- **WHAT YOU NEED TO DO**
Reproduce the opening lines of the records exactly, please, stopping after the line that contains "- move timeout".
=== Begin Enclosure ===
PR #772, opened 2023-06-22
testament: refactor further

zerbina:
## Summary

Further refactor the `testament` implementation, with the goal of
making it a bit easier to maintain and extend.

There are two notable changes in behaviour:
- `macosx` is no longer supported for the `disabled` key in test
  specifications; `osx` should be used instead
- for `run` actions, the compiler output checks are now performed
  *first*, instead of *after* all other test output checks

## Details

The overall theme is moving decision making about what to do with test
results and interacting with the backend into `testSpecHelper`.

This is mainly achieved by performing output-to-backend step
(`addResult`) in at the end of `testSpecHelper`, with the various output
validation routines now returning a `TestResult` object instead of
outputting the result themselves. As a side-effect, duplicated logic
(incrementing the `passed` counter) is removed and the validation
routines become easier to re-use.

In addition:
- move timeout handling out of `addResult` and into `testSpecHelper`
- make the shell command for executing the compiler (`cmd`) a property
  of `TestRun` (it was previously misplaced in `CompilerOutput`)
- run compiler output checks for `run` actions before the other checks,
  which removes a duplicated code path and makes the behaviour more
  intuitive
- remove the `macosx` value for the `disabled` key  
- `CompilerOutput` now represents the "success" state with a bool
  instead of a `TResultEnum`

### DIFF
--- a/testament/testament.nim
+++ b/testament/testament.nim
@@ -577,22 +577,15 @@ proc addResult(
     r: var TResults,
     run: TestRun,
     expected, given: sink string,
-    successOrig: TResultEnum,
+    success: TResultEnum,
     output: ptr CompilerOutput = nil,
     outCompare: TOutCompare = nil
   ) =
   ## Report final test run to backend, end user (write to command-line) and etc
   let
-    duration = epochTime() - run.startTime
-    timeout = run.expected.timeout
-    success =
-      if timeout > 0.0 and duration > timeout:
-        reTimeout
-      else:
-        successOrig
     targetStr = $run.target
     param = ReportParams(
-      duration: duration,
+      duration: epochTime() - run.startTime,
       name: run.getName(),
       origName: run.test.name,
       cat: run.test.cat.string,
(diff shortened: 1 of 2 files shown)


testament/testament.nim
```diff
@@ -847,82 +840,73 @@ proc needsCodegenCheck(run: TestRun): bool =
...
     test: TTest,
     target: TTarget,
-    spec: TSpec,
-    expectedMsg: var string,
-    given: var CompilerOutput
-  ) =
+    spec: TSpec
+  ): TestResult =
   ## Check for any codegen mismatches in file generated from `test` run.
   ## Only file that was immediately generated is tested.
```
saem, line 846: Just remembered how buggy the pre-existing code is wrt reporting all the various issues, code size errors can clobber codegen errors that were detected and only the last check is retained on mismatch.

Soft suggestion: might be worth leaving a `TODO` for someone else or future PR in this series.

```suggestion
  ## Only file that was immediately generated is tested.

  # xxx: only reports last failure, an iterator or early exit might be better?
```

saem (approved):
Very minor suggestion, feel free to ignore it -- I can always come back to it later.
=== End Enclosure ===
- **RESULT OF THE EXERCISE**
PR #772, opened 2023-06-22
testament: refactor further

zerbina:
## Summary

Further refactor the `testament` implementation, with the goal of
making it a bit easier to maintain and extend.

There are two notable changes in behaviour:
- `macosx` is no longer supported for the `disabled` key in test
  specifications; `osx` should be used instead
- for `run` actions, the compiler output checks are now performed
  *first*, instead of *after* all other test output checks

## Details

The overall theme is moving decision making about what to do with test
results and interacting with the backend into `testSpecHelper`.

This is mainly achieved by performing output-to-backend step
(`addResult`) in at the end of `testSpecHelper`, with the various output
validation routines now returning a `TestResult` object instead of
outputting the result themselves. As a side-effect, duplicated logic
(incrementing the `passed` counter) is removed and the validation
routines become easier to re-use.

In addition:
- move timeout handling out of `addResult` and into `testSpecHelper`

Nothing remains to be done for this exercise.